Edit 4: Another good intro, avoids really heavy math, but provides references to a lot of that detail at the bottom, if you want to dig into it. Includes pseudo-code, good diagrams, and a lengthy description of backpropagation.
This is kind of like saying "I'd like to learn more about electronics.. anyone tell me where to start?" Pattern Recognition is a whole field - there are hundreds, if not thousands of books out there, and any university has at least several (probably 10 or more) courses at the grad level on this. There are numerous journals dedicated to this as well, that have been publishing for decades ... conferences ..

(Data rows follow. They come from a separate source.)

PR #555, opened 2017-08-18
Remove dependency on async library

RubenVerborgh:


lib/ldp.js
```diff
@@ -156,42 +154,40 @@ class LDP {
...
-      function (err, data) {
+    // add container stats
+    new Promise((resolve, reject) =>
+      ldpContainer.addContainerStats(ldp, reqUri, filename, resourceGraph,
+        err => err ? reject(err) : resolve())
+    )
+    // read directory
+    .then(() => new Promise((resolve, reject) =>
+      ldpContainer.readdir(filename,
+        (err, files) => err ? reject(err) : resolve(files))
```
dan-f: It seems like a node convention for pre-Promise API async functions to take callbacks which themselves take a possible error as the first argument and a successful value as the next argument. We could write a higher-order function to make these kinds of functions return promises:

```js
const promisify = (fn) =>
  (...args) =>
    new Promise((resolve, reject) =>
      fn(...args, (err, success) =>
        err
          ? reject(err)
          : resolve(success)
      )
    )
```

test/integration/cors-proxy-test.js
```diff
@@ -108,30 +107,18 @@ describe('CORS Proxy', () => {
...
-        nock('https://example.org').get('/').reply(200)
-        server.get('/proxy/?uri=https://example.org/')
-          .expect(200, next)
-      }
-    ], done)
+  it('should return the same HTTP status code as the uri', () => {
+    nock('https://example.org').get('/404').reply(404)
+    nock('https://example.org').get('/401').reply(401)
+    nock('https://example.org').get('/500').reply(500)
+    nock('https://example.org').get('/200').reply(200)
```
dan-f: You can replace these four lines with:

```js

nock('https://example.org')
  .get('/404').reply(404)
  .get('/401').reply(401)
  .get('/500').reply(500)
  .get('/200').reply(200) 
```

dan-f:
Just a few suggestions, but no blockers from me. 👍, nice work!

lib/handlers/get.js
```diff
@@ -161,35 +160,28 @@ function globHandler (req, res, next) {
     let reqOrigin = utils.getBaseUri(req)
 
     debugGlob('found matches ' + matches)
-    async.each(matches, function (match, done) {
+    Promise.all(matches.map(match => new Promise((resolve, reject) => {
       var baseUri = utils.filenameToBaseUri(match, reqOrigin, root)
       fs.readFile(match, {encoding: 'utf8'}, function (err, fileData) {
```
RubenVerborgh: Yeah, unsure. I just ported it.

lib/ldp.js
```diff
@@ -156,42 +154,40 @@ class LDP {
...
-                filename, file, cb)
-            },
-            next)
-        }
-      ],
-      function (err, data) {
+    // add container stats
+    new Promise((resolve, reject) =>
+      ldpContainer.addContainerStats(ldp, reqUri, filename, resourceGraph,
+        err => err ? reject(err) : resolve())
```
RubenVerborgh: I can address this, as there are some other points as well. What indentation would you use here?

dan-f: It's definitely a matter of taste but this is how I generally like things: when breaking function arguments up into several lines, I like to keep the closing paren `)` on its own line, indented to match the start of the line of the function call.

For example:

```js
ldpContainer.addContainerStats(
  ldp, reqUri, filename, resourceGraph,
  err => err ? reject(err) : resolve()
)
```

I also see this a lot when using callback functions - breaking the line after the arguments to the callback:
```js
ldpContainer.addContainerStats(ldp, reqUri, filename, resourceGraph, err =>
  err ? reject(err) : resolve()
)
```

lib/ldp.js
RubenVerborgh: We could do that—and there are a couple of libraries that expose such a function (starting with Node 8 even in core). I've used that in other projects.

I was hesitant to do this here and in other places of the Solid code, because callbacks are sometimes used inconsistently (they don't always have an error argument). So I could start using it here, but then it would perhaps be good to keep an eye on it in other places of the code as well. And eventually, we should migrate to an `await`/`async` style, I suppose.

So, what do you think, should we start the promisify practice here?
Perhaps we should consider switching to `async`/`await` (with build step) for node-solid-server v5? Or already start it here?

test/integration/cors-proxy-test.js
RubenVerborgh: Thanks, will do.

lib/ldp.js
RubenVerborgh: We should really consider using a linter that goes beyond `standard`. There are still lots of variations in the code.

This particular instance can perhaps be solved with `promisify` (see below).

lib/ldp.js
dan-f: Good points!

> I was hesitant to do this here and in other places of the Solid code, because callbacks are sometimes used inconsistently (they don't always have an error argument).

Oof yeah that complicates things!

> And eventually, we should migrate to an await/async style, I suppose.

Sure thing. Though async/await is syntactic sugar on top of Promises, so I think that "promisifying" our interfaces goes hand-in-hand with async/await-ifying them :)

I like your point that this change is more of an interface redesign than simply "promisifying" the existing APIs. How about we simply leave things as they are here, and I'll create a ticket for making the async APIs more consistent.

RubenVerborgh: :+1:, I'll make the other changes and merge.

dan-f: (created issue #557)

lib/ldp.js
dan-f: Yeah, fair point. A code formatter would be nice. I thought I saw you discussing [prettier](https://github.com/prettier/prettier) at some point in gitter. I'd be in favor of adding that, for no other reason than not having to think about style ever again :)

RubenVerborgh: [Won't have been me](https://github.com/RubenVerborgh/N3.js/issues/111) 😄  I'm in favor of a [strict .eslintrc](https://github.com/RubenVerborgh/N3.js/blob/master/.eslintrc) (and really dislike `standard` :wink:).

RubenVerborgh: I'm leaving this as-is, since other parts in the same file follow the same indentation.

dan-f: That's fine. Consistency is more important :)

You might start with the wikipedia.
http://en.wikipedia.org/wiki/Pattern_recognition
This is kind of an old question, but it's relevant so I figured I'd post it here :-) Stanford began offering an online Machine Learning class here - http://www.ml-class.org
OpenCV has some functions for pattern recognition in images.
You might want to look at this :http://opencv.willowgarage.com/documentation/pattern_recognition.html. (broken link: closest thing in the new doc is http://opencv.willowgarage.com/documentation/cpp/ml__machine_learning.html, although it is no longer what I'd call helpful documentation for a beginner - see other answers)
However, I also recommend starting with Matlab because openCV is not intuitive to use.
Lot of useful links on this page on computer vision related pattern recognition. Some of the links seem to be broken now but you may find it useful.
I am not an expert on this, but reading about Hidden Markov Models is a good way to start.
Beware false patterns! For any decently large data set you will find subsets that appear to have pattern, even if it is a data set of coin flips. No good process for pattern recognition should be without statistical techniques to assess confidence that the detected patterns are real. When possible, run your algorithms on random data to see what patterns they detect. These experiments will give you a baseline for the strength of a pattern that can be found in random (a.k.a "null") data. This kind of technique can help you assess the "false discovery rate" for your findings.
learning pattern-recoginition is easier in matlab..
there are several examples and there are functions to use.
it is good for the understanding concepts and experiments...
I would recommend starting with some MATLAB toolbox. MATLAB is an especially convenient place to start playing around with stuff like this due to its interactive console. A nice toolbox I personally used and really liked is PRTools (http://prtools.org); they have an implementation of pretty much every pattern recognition tool and also some other machine learning tools (Neural Networks, etc.). But the nice thing about MATLAB is that there are many other toolboxes as well you can try out (there is even a proprietary toolbox from Mathworks)
Whenever you feel comfortable enough with the different tools (and found out which classifier is perfomring best for you problem), you can start thinking about implementing the machine learning in a different application.